■ Task instructions ■
Examine the records and identify each line that includes the string "guides". Copy those lines.

*** Opening Given entries ***

PR #1432, opened 2019-02-08
MMS LVN update clarity on Short Codes

martyndavies:
## Description

Text change to clarify that T-Mobile and Verizon can be sent to on US Short Code but not US LVN.

## Deploy Notes

Text only change.


mheap:
Are T-Mobile and Verizon supported when using shortcodes? If so I'd call that out specifically

PR #1436, opened 2019-02-11
Text Content Renderer for Config Driven Landing Pages

benhayehudi:
## Description

Added last content renderer type to config-driven landing pages: `text`, along with accompanying tests.


spec/views/static/default_landing/partials/_text.html.erb_spec.rb
```diff
@@ -0,0 +1,13 @@
+require 'rails_helper'
+
+RSpec.describe 'rendering _text landing page partial' do
```
mheap: Could we add a test to ensure that it renders markdown too?

benhayehudi: Done!

PR #1446, opened 2019-02-14
JWT Generator

mheap:
## Description

This PR adds a JWT generator at `/jwt` that takes a private key, application ID and optional `sub` and creates a JWT that's valid for 6 hours (customisable in the interface). It's all done client side, so the private key never leaves your browser.

It definitely needs refactoring, but what we have here is useful so I'm in favour of shipping and fixing later

## Deploy Notes

N/A

### DIFF
--- a/app/controllers/static_controller.rb
+++ b/app/controllers/static_controller.rb
@@ -18,6 +18,10 @@ class StaticController < ApplicationController
     render layout: 'landing'
   end
 
+  def jwt
+    render layout: 'landing'
+  end
+
   def landing
     render layout: 'landing'
   end
--- a/app/javascript/packs/JWTGenerator.jsx
+++ b/app/javascript/packs/JWTGenerator.jsx
@@ -1,0 +1,262 @@
+import React, { Component } from 'react';
+import { KJUR, KEYUTIL} from 'jsrsasign';
+
+class JWTGenerator extends Component {
+
+    constructor(args) {
+        super(args)
+        var tNow = KJUR.jws.IntDate.get('now');
+        var tEnd = tNow + (3600*6)
+        this.state ={
+            sub: '',
+            acl: '',
+            iat: tNow,
+            exp: tEnd,
+            jti: this.generateJti(12),
+            nbf: tNow,
+            application_id: "",
+            invalidPrivateKey: false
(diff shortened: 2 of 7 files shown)


lornajane:
I can't tell from this PR what this change will implement. From the title, I think I'm going to like it but I have questions:
 - what is this? what do we do with it?
 - how can users discover it? Do we need to add more words, links or something?
 - is it a tool? A page? Something else?

mheap:
You're too quick for me! This is a demo branch for the team call later. It's definitely not ready to merge

lornajane:
Sorry to jump in! Just I did have questions and we don't have a strict review process so I thought I should speak now

mheap:
Ok, I think we're there!

> what is this? what do we do with it?

It's a client side JWT generator, which removes the need for customers to install the CLI to generate JWTs

> how can users discover it? Do we need to add more words, links or something?

At the moment they can't. It's available at `/jwt` and it's intended as a debugging tool to be sent to customers by hand for now. Over time we'll add links to relevant pages (such as Client SDK getting started).

> is it a tool? A page? Something else?

It's an embeddable component which we can put on any page. For now, it's on a single page which is located at `/jwt`

leggetter:
Feels like a tools & sdks type thing to me. Or maybe a `/labs` resource.

It should clearly indicate that all work is done within the web browser and not data is transmitted outside of the page.

As mentioned in non GitHub conversations it does need some UX input. That said, it shouldn't be a complete blocker so as long as some feedback from the DevRel team has been provided (or at least sought) then it shouldn't stop it going live.

If we ever consider using HotJar on NDP then we should disable for the JWT page.

A clear mechanism for feedback from NDP users within the page would be valuable.

mheap:
I had @msach22 review and +1. It likely needs more work going forwards and isn't linked from anywhere, but I'm going to merge so that we can start integrating it in to our existing pages

msach22:
I didn't get a chance to review the code, I just did a UI review as requested by Michael! 

Happy to do a code review as well.

mheap:
I think it'd be good to do a pair programming session on the code at some point as it's far from ideal. But, functional > perfect 🚢

PR #1455, opened 2019-02-18
Remove the "nuget package" label from the github_repo landing page content block

benhayehudi:
This pull request removes the `nuget package` label that sits at the top of the `github_repo` content block. 

Before:
screen shot 2019-02-18 at 8 45 39

After:
screen shot 2019-02-18 at 8 46 18


mheap:
We want to be able to show this on the .NET package. Could we make it configurable?

benhayehudi:
> We want to be able to show this on the .NET package. Could we make it configurable?

Do we only want to show it on the .NET package? If so, could we just make it visible for .NET, or would you prefer it to be a user defined option?

mheap:
User defined. We may want to show the npm badge for node, packagist for PHP etc

mheap:
After looking in to how this works (links to Github, not nuget) and shows an inaccurate version, we've agreed that removing is the best way forward

PR #1458, opened 2019-02-18
Update connect-an-inbound-call.md

Namr-ta:
## Description

## Deploy Notes


mheap:
Thanks for this @Namr-ta. It looks as though this is an issue with the node building block, rather than the docs. I'll get it fixed in the code

PR #1647, opened 2019-04-17
Add JWT dependency to curl building blocks

marklewin:
## Description

The curl voice code snippets assumed knowledge of how to generate a JWT for authentication but we don't ever show how to do this.

After discussion with Michael we agreed that the best approach would be to add a `JWT` dependency to curl code snippets.

If this dependency is present, we also change the title  of the `_dependencies.html.erb` view from "Install dependencies" to "Generate your JWT"

I have added the JWT dependency to the Voice API "Make an outbound call" curl code snippet for testing.

```
title: cURL
language: curl
dependencies:
  - JWT
code:
    source: .repos/nexmo/nexmo-curl-code-snippets/voice/voice-api/make-an-outbound-call.sh
    from_line: 5
    to_line: 10
file_name: make-an-outbound-call.sh
run_command: bash make-an-outbound-call.sh
```

### DIFF
--- a/app/services/code_snippet_renderer/curl.rb
+++ b/app/services/code_snippet_renderer/curl.rb
@@ -6,7 +6,7 @@ module CodeSnippetRenderer
       {
         'text' => 'Run the following <code>curl</code> command to create the <a href="/concepts/guides/authentication#json-web-tokens-jwt">JWT</a> for authentication:',
         'code' => 'export JWT=\'$(nexmo jwt:generate $PATH_TO_PRIVATE_KEY application_id=$NEXMO_APPLICATION_ID)\'',
-      } if dependencies.include?('JWT')    
+      }    
     end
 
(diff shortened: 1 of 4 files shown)


app/services/code_snippet_renderer/curl.rb
```diff
@@ -1,7 +1,12 @@
 module CodeSnippetRenderer
   class Curl
-    def self.dependencies(_deps)
-      raise 'No dependency support for Curl'
+    def self.dependencies(deps)
+      dependencies = deps.map(&:upcase)
+      raise 'The only permitted curl dependency is `jwt`' unless dependencies.include?('JWT')
+      {
+        'text' => 'Run the following <code>curl</code> command to create the <a href="/concepts/guides/authentication#json-web-tokens-jwt">JWT</a> for authentication:',
```
mheap: This is a `shell` command, not a `curl` command

PR #1648, opened 2019-04-17
Add inbound SIP answer_url docs

mheap:
## Description

We've added the capability to forward SIP headers to an `answer_url` if they are provided in the SIP invite.

## Deploy Notes

N/A


mheap:
Deniz has reviewed. We'll update in the future but for now this gets something out there

PR #1651, opened 2019-04-17
Add Ringback key to onAnswer in NCCO ref

tbedford:
## Description

Adds mention of `ringback` value in `onAnswer`.

I have some questions about `onAnswer`. What exactly is the `url` for - the URL in the example I saw looks more like an event webhook.  

We also probably need a building block on this.


tbedford:
@mheap reworded - hopefully clearer?

mheap:
Much! Cheers @tbedford

PR #1652, opened 2019-04-18
Upgrade webpack to v4

fabianrbz:
## Description

[Upgrade to Webpack 4](https://nexmoinc.atlassian.net/browse/DEVX-1030).
* dependencies and config files were updated
* config files were replaced with their new versions
* files that were not entries were removed from `packs` to follow the conventions and react components were placed under `components`

## Deploy Notes


fabianrbz:
@mheap I took the liberty to re-arrange some files, we can change the structure though.
One thing that would be nice to have would be to include `RAILS_ENV=test bundle exec rake webpacker:compile` to travis so at least we know that we didn't brake the build when we merge stuff. WDYT?

mheap:
👍 on adding a compilation test to Travis.

Both the asset pipeline and `bin/webpack-dev-server` both work for me locally, as does `/jwt` and code in `application.js`.

I noticed that if you use `webpack-dev-server` and then turn it off you need to run `assets:clobber` to force Rails to recompile all the assets. This has an unwanted side effect of deleting lots of files (which are currently in the wrong place). 

I'm happy to merge this once we add the test to Travis and revisit the `clobber` issue in a future PR

fabianrbz:
👍 I'll add that to travis and take a look at the `assets:clobber` issue.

*** Closing Given entries ***

■ Response below ■
         'text' => 'Run the following <code>curl</code> command to create the <a href="/concepts/guides/authentication#json-web-tokens-jwt">JWT</a> for authentication:',
+        'text' => 'Run the following <code>curl</code> command to create the <a href="/concepts/guides/authentication#json-web-tokens-jwt">JWT</a> for authentication:',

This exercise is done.